Questa non è un’intervista, una di quelle cose in cui uno fa una domanda e l’altro in qualche modo deve rispondere perché altrimenti non è più un’intervista, quelle in cui una volta fatto tutto, se non vuoi fare lo stronzo, rispedisci tutto all’interlocutore per una letta veloce, oppure anche no. Questo è solo il resoconto, non completo ma con quello che mi ricordo io e solo col punto di vista mio, di una chiacchierata di dieci minuti, o forse un po’ di più, e non programmata, con Tommaso Gavioli ovvero Girless.

È successo la sera del concerto di Bob Nanna, in una location romantica sul Porto Canale di Cesenatico: fuori dal The Brew. L’attacco è stato tutto dedicato alla libreria della mia morosa, che per il record store day ha fatto la vetrina con alcuni dischi, tra cui anche I Have A Call di Girless, ha messo la foto su Facebook, lui l’ha vista e gli è piaciuta. Quindi mi ha detto: bella! e mi ha raccontato la storia dell’adesivo che c’è appiccicato sopra al cd. Storia che racconterei se solo riuscissi a buttarla giù senza duecento giri di parole. C’ho provato e in questo momento non ci riesco. In sostanza, che l’adesivo fosse stato attaccato lì sopra, sbam!, come una patacca, lui l’ha saputo (con piacere) vedendo la foto della vetrina.

Il disco parla della vita di otto personaggi celebri morti suicidi. Girless immagina i loro pensieri e quello che li ha portati a fare quella scelta. I titoli delle canzoni sono i nomi delle persone, come in Persona di Urali ma con contenuti molto diversi. Anche l’ultimo disco di Lorenzo Senni si chiama Persona e il motivo ce lo spiega lui su Noisey: “È una parola che esiste in italiano e in inglese con significati leggermente diversi: individuo e personaggio. Poi c’è questo videogioco giapponese che si chiama Persona basato sulla dicotomia tra i protagonisti e creature che rappresentano l’incarnazione di aspetti segreti del loro carattere: emergono in battaglia e li aiutano. Questa dualità mi ha sempre interessato tra quello che ho vissuto e come mi presento. Tra aspetti apparentemente inconciliabili di me. Torniamo sempre alla storia delle aspettative disilluse, alla fine“. Quindi si potrebbe pensare che tra musicisti italiani più o meno diversi tra loro ci sia un interesse comune nei confronti di quello che sta dentro e dietro alle persone e alle loro vite. Il genere è l’adpersonamuz, per ora ha pochi rappresentanti, ma esploderà, perché i contenuti e lo storytelling sono già la base di tutto.

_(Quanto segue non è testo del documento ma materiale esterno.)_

PR #30259, opened 2024-09-24
Core/Conversations: Hackfix for NextConversationLineID overflow

meji46:
**Changes proposed:**

-  Field NextConversationLineID from ConversationLine.db2 is still uint16 so there is an overflow for referenced ids > 65535. Until db2 has the type changed to uint32 we need this hack to make new conversations work
-  Example from db2: ID 66067, NextConversationLineID: 532 (value should be 65536+532=66068)

**Issues addressed:**
None

**Tests performed:**
Builds, tested in-game

None

### DIFF
--- a/src/server/game/Globals/ConversationDataStore.cpp
+++ b/src/server/game/Globals/ConversationDataStore.cpp
@@ -203,9 +203,9 @@ void ConversationDataStore::LoadConversationTemplates()
     {
         if (conversationLine && conversationLine->NextConversationLineID)
         {
-            uint32 const firstLineId = 60000; // Arbitrary id to cover the affected rows
+            static constexpr uint32 FirstLineId = 60000; // Arbitrary id to cover the affected rows
 
-            if (conversationLine->ID > firstLineId && conversationLine->NextConversationLineID < (sConversationLineStore.GetNumRows() - USHRT_MAX - 1))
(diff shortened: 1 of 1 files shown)


src/server/game/Globals/ConversationDataStore.cpp
```diff
@@ -198,11 +198,27 @@ void ConversationDataStore::LoadConversationTemplates()
         TC_LOG_INFO("server.loading", ">> Loaded 0 Conversation actors. DB table `conversation_actors` is empty.");
     }
 
+    // TODO: Remove this hack when NextConversationLineID is changed to uint32
+    auto getNextConversationLineId = [&](ConversationLineEntry const* conversationLine)
+    {
+        if (conversationLine && conversationLine->NextConversationLineID)
+        {
+            uint32 const firstLineId = 60000; // Arbitrary id to cover the affected rows
```
mdX7, line 206: can we `static constexpr` that?

mdX7 (commented):
does `FirstLineId` of `conversation_template` overflow aswell or just `Next[...]`?

meji46:
Just NextConversationLineID

funjoker:
I’m wondering if client has „special handling“ in its code for this.

mdX7:
> I’m wondering if client has „special handling“ in its code for this.

client is not using the field

mdX7 (approved):

Issue #16608, opened 2016-02-14
[DB] Eastvale Peasants in Elwynn Forest


Kittnz:
Bug: these Eastvale Peasants in Elwynn Forest are standing around idle, are not cutting wood and returning the wood.

Info: 
http://wotlk.openwow.com/npc=11328

8c38bab0e3f7b280a9ac0f56b848d66cb8fd7bc0

dr-j:
well the chopping is probably just a emote state as with other mobs which perform that action as for returning the wood that needs wp.

Kittnz:
i haven't found any waypoints yet for these in sniffs or they are incomplete. I think this will need to be done by hand or if we find sniffs that hold the wp's.

Killyana:
Waypoint are done just some emotes are missing.

CraftedRO:
c3e43d3d31d8 those are remaining things I found here:
```sql
SELECT * FROM `waypoint_data` WHERE `id`=813490; -- point 3 is not blizzlike and wood cutting near waggon isn't too
```
after they put the wood in the waggon they shoud face supervisor raelen and wait a bit (~5sec) then short after they sound:
(checked on retail 10.0.7) ready to work / all right / off I go then (all 3 in row for each peasant)
and then they start to walk to the trees again.

CraftedRO:
72f148916c1b6cafa7c2f845f37c62711eb2d646 still valid.

PR #30262, opened 2024-09-26
Scripts/Elwynn Forest: Eastvale Peasant scripting

ghost:
Replaced hacky scripting for Eastvale Peasants with proper scripting.

**Changes proposed:**

-  Replace Hacky SAI and pathing with C++ script. This scripting operates the same as official, a repeating order of 5 paths.

**Tests performed:**

Builds. Tested in game.

Closes https://github.com/TrinityCore/TrinityCore/issues/16608

### DIFF
--- a/src/server/scripts/EasternKingdoms/zone_elwynn_forest.cpp
+++ b/src/server/scripts/EasternKingdoms/zone_elwynn_forest.cpp
@@ -281,9 +281,9 @@ private:
 
 enum SupervisorRaelen
 {
-    EVENT_FIND_PEASENTS  = 1,
-    EVENT_NEXT_PEASENT   = 2,
-    NPC_EASTVALE_PEASENT = 11328
+    EVENT_FIND_PEASANTS  = 1,
+    EVENT_NEXT_PEASANT   = 2,
+    NPC_EASTVALE_PEASANT = 11328
 };
 
 struct npc_supervisor_raelen : public ScriptedAI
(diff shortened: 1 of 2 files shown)


src/server/scripts/EasternKingdoms/zone_elwynn_forest.cpp
```diff
@@ -275,7 +275,260 @@ struct npc_cameron : public ScriptedAI
...
+                case EVENT_FIND_PEASENTS:
+                {
+                    GuidVector tempGUIDs;
+                    std::list<Creature*> peasents;
+                    GetCreatureListWithEntryInGrid(peasents, me, NPC_EASTVALE_PEASENT, 100.f);
+                    for (Creature* peasent : peasents)
+                    {
+                        tempGUIDs.push_back(peasent->GetGUID());
+                    }
+                    peasentGUIDs.push_back(tempGUIDs[2]);
```
Ovahlord, line 333: peasent

src/server/scripts/EasternKingdoms/zone_elwynn_forest.cpp
```diff
@@ -275,7 +275,260 @@ struct npc_cameron : public ScriptedAI
...
+        }
+
+        if (!UpdateVictim())
+            return;
+
+        DoMeleeAttackIfReady();
+    }
+private:
+    EventMap _events;
+    uint8 _PeasantId;
```
jackpoz, line 354: Please initialize this to 0 (even if it's done in Reset() also)

CraftedRO:
https://github.com/TrinityCore/TrinityCore/issues/16608 related ?

malcrom:
> #16608 related ?

Looks to be.

src/server/scripts/EasternKingdoms/zone_elwynn_forest.cpp
malcrom: done

src/server/scripts/EasternKingdoms/zone_elwynn_forest.cpp
```diff
@@ -275,7 +275,263 @@ struct npc_cameron : public ScriptedAI
...
+
+        if (uint32 eventId = _events.ExecuteEvent())
+        {
+            switch (eventId)
+            {
+                case EVENT_FIND_PEASANTS:
+                {
+                    GuidVector tempGUIDs;
+                    std::list<Creature*> peasants;
+                    GetCreatureListWithEntryInGrid(peasants, me, NPC_EASTVALE_PEASANT, 100.f);
```
Nyr97, line 331: you need to check whether container peasants is not empty, otherwise the worldserver will crash when you iterate through it and it's empty.

malcrom: AN if (peasants) for lines 332 to 341?

Nyr97: as Shauren pointed GetCreatureListWithEntryInGrid won't guarantee that the list you're providing below will be the same order you want it, for that purpose you'd need to sort it first, but, to do so, you'd need StringId, for example, which isn't ported from Master currently.

also, if GetCreatureListWithEntryInGrid fails to obtain the exact number you're referencing, in this case a container of 5 elements, the code will crash too sadly, as I mentioned earlier

malcrom: I see an issue with code. will work on it tonight.

malcrom:
I need to remove this and will push a new branch.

I Have A Call di Girless mi piace per metà, nel senso che le ballate folk mi piacciono molto, e penso che Tommaso abbia una bella voce e sia bravo a scrivere quel tipo di pezzi con la chitarra. Mentre le canzoni più urlate non mi piacciono. Da qui è partita la conversazione sul disco. Esattamente come per la parte 2 dell’ultimo album dei Girless & Orphan, coi pezzi più pub punk non ce la faccio, gli ho detto. Al che lui mi ha gentilmente fatto notare che di quel tipo lì ce ne sono poche nell’album solista, e in effetti ha ragione, perché sono tre: MarioLuigi e un po’ di Sylvia.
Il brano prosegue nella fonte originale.